A wave of grayness passed over Ellie as she turned away. The dock was coming up. Edward slowed the craft, angling expertly into the moorings.
Ellie wearily climbed from the boat and tied the bow line to a piling, glad to be off the water and away from that awful, depressing child. Edward cleaned the trout on the dock, a bloody, gruesome task she would never dream of watching.
She said, coldly, "I think I'll take a bath, Edward. Thank you for the boat ride."
"I'll get the steaks going," Edward said. She climbed the steps to the porch, his voice trailing, "and open the wine."
As Ellie dried off from her bath, she heard Edward enter the bedroom. "Ellie," he said, "I can't find the wine." His voice was quiet, concerned, stubborn.
"I'd much rather have water," she announced from the shower stall.
She heard him descend to the kitchen.
Edward prepared peas and baked potatoes to go with the T-bones. That he could actually cook took her back, for she had never in all the years seen him work in a kitchen. This certainly was an aspect of his life unfamiliar to her, but she kept her amazement over his culinary skills to herself. Edward said nothing of the wine, and appeared to Ellie gentle and kind and stealthily insecure about the missing bottle and the lost opportunity to make an elaborate toast.
To our new life! Ha. Not for me, she thought.
The fresh air, she guessed, had given her the surprising appetite. After the quiet meal, they sat together on the porch. They looked at the lake, ate a scoop of French vanilla ice cream with cake and drank coffee.
The boy had gone.
The next morning, the smell of food stirred Ellie awake. She smelled fish, perhaps fried potatoes, certainly bacon. She had slept until 9:30, later than she normally did. She felt well-rested.
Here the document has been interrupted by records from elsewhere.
PR #33843, opened 2023-10-27
AI Assistant: expose `usage-period` in the ai-assistant-feature endpoint

### LINKED ISSUE #33844: AI Tiered Plans: Expose the next reset date on API (or how many days left before the reset)
Probably, we should collect all data into a `"current-period"` field.

Suggestion:

Image

retrofox:
It changes the response shape, collecting the usage=period data in the new `"usage-period"` field.

~requires D127135-code~ r279297-wpcom

Fixes #

## Proposed changes:

* AI Assistant: expose current period start in the ai-assistant-feature endpoint

### Other information:

## Testing instructions:

* Apply these changes in your sandbox
* Get sandboxed
* Hit the ai-assistant-feature endpoint
* Confirm you see the `"usage-period"` field in the response

Before | After
-------|-----
image|image

### DIFF
--- a/projects/plugins/jetpack/_inc/lib/class-jetpack-ai-helper.php
+++ b/projects/plugins/jetpack/_inc/lib/class-jetpack-ai-helper.php
@@ -391,7 +391,10 @@ class Jetpack_AI_Helper {
 			$usage_period_start = WPCOM\Jetpack_AI\Usage\Helper::get_usage_period_start_date( $blog_id );
 			$usage_period_start = isset( $usage_period_start ) ? $usage_period_start->format( 'Y-m-d H:i:s' ) : null;
 
-			$usage_period_requests_count = WPCOM\Jetpack_AI\Usage\Helper::get_usage_period_requests_count( $blog_id );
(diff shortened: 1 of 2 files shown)


CGastrell (dismissed):
Looks good, works fine.

lhkowalski:
We may need to expose the `get_next_period_start_date` value as well, since it will be necessary for the label stating when the request count will reset. The value being exposed on this PR is for the current period start, not the future one.

To expose the `get_next_period_start_date` from the `Period_Metered_Usage`, we may need to add a method to `WPCOM\Jetpack_AI\Usage\Helper` to handle the caching of it, the same we did for the current one.

With that in mind, maybe we could use `usage-period` instead of `current-period`, to accomodate `current-start`, `next-start` and `requests-count`.

lhkowalski (approved):
Code change looks good and works as expected.

---

_On site with a plan from September 26:_

Screenshot 2023-10-30 at 17 20 24

---

_On site without a plan:_

Screenshot 2023-10-30 at 17 20 58

PR #33852, opened 2023-10-30
Add/blogging-prompts: Add bloganuary field

roo2:
Part of pe7F0s-1iI-p2.

"Bloganuary" is a yearly promotion where bloggers are encouraged to write a blog post every day in January.

In order to integrate the writing prompts feature with the bloganuary promotion we were requested to add a new tag to posts created from blogging prompts. Id is of the form `bloganuary-yyyy-dd`.

This tag will be used so that bloggers can find other answers written as part of bloganuary.

## Proposed changes:

This change adds the ID to posts returned by the blogging-prompts v3 endpoint.

It would be possible to generate the ID on the front end, but I think that having it come from the back end would be a better design.

### Other information:

Note currently the endpoint is unused but it should be used by both calypso and the apps soon. pctCYC-KA-p2#comment-1085

No

## Testing instructions:
Apply the diff to calypso.

Call the API like so:

`https://public-api.wordpress.com/wpcom/v3/sites/<site_id>/blogging-prompts?after=--01-01&force_year=2024&order=desc`

It requires the `Authorization` and `Cookie` headers from a logged in claypso session

### DIFF
--- a/projects/plugins/jetpack/_inc/lib/core-api/wpcom-endpoints/class-wpcom-rest-api-v3-endpoint-blogging-prompts.php
+++ b/projects/plugins/jetpack/_inc/lib/core-api/wpcom-endpoints/class-wpcom-rest-api-v3-endpoint-blogging-prompts.php
@@ -306,6 +306,10 @@ class WPCOM_REST_API_V3_Endpoint_Blogging_Prompts extends WP_REST_Posts_Controll
 			$data['answered_link_text'] = __( 'View all responses', 'jetpack' );
 		}
 
+		if ( rest_is_field_included( 'bloganuary_id', $fields ) ) {
+			$data['bloganuary_id'] = 'bloganuary-' . $this->prepare_date_response( $prompt->post_date_gmt );
+		}
+
 		return $data;
 	}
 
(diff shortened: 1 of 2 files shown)


roo2:
note: I haven't been able to test the latest changes because of an issue with my sandbox

jeherve (commented):
This doesn't quite work for me, because `$post_date_gmt` is always in 2020:

Screenshot 2023-10-31 at 09 25 26

thomashorta:
> This doesn't quite work for me, because `$post_date_gmt` is always in 2020:
> 
> Screenshot 2023-10-31 at 09 25 26

Good point here, I believe that if the `force_year` parameter is passed we also need to force the year in the tag to be the passed year if we're building that tag dynamically.

roo2:
Thanks for the review @jeherve. I've updated the bloganuary id date field to also use `force_year` if it's available and also updated the [calypso PR](https://github.com/Automattic/wp-calypso/pull/83696) to pass that parameter along from the frontend.

jeherve (approved):

thomashorta (approved):
The changes look good to me now! Thanks! 🙇🏼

"Good morning," the Judge said, pouring her a glass of orange juice. He was wearing a new bathrobe she had not seen before, a burgundy wool tweed. "Have a seat. I'm going to serve you the best trout you've ever had."
The breakfast looked pleasant enough to Ellie, nearly up to the standards she required of Rosita, and also Carla, who always prepared Ellie's breakfast when Rosita had her day off. She served herself a strip of crisp bacon, golden-brown fried potatoes diced the way she liked, and a trout that Edward had cooked in butter. Black, rich gourmet coffee warmed in a pot alongside a plate of toast and a jar of strawberry jam in the center of the table. She realized, considering yesterday's meal, Edward actually enjoyed cooking, a disarming trait to say the least. The trout was tasty, and the eggs over-easy.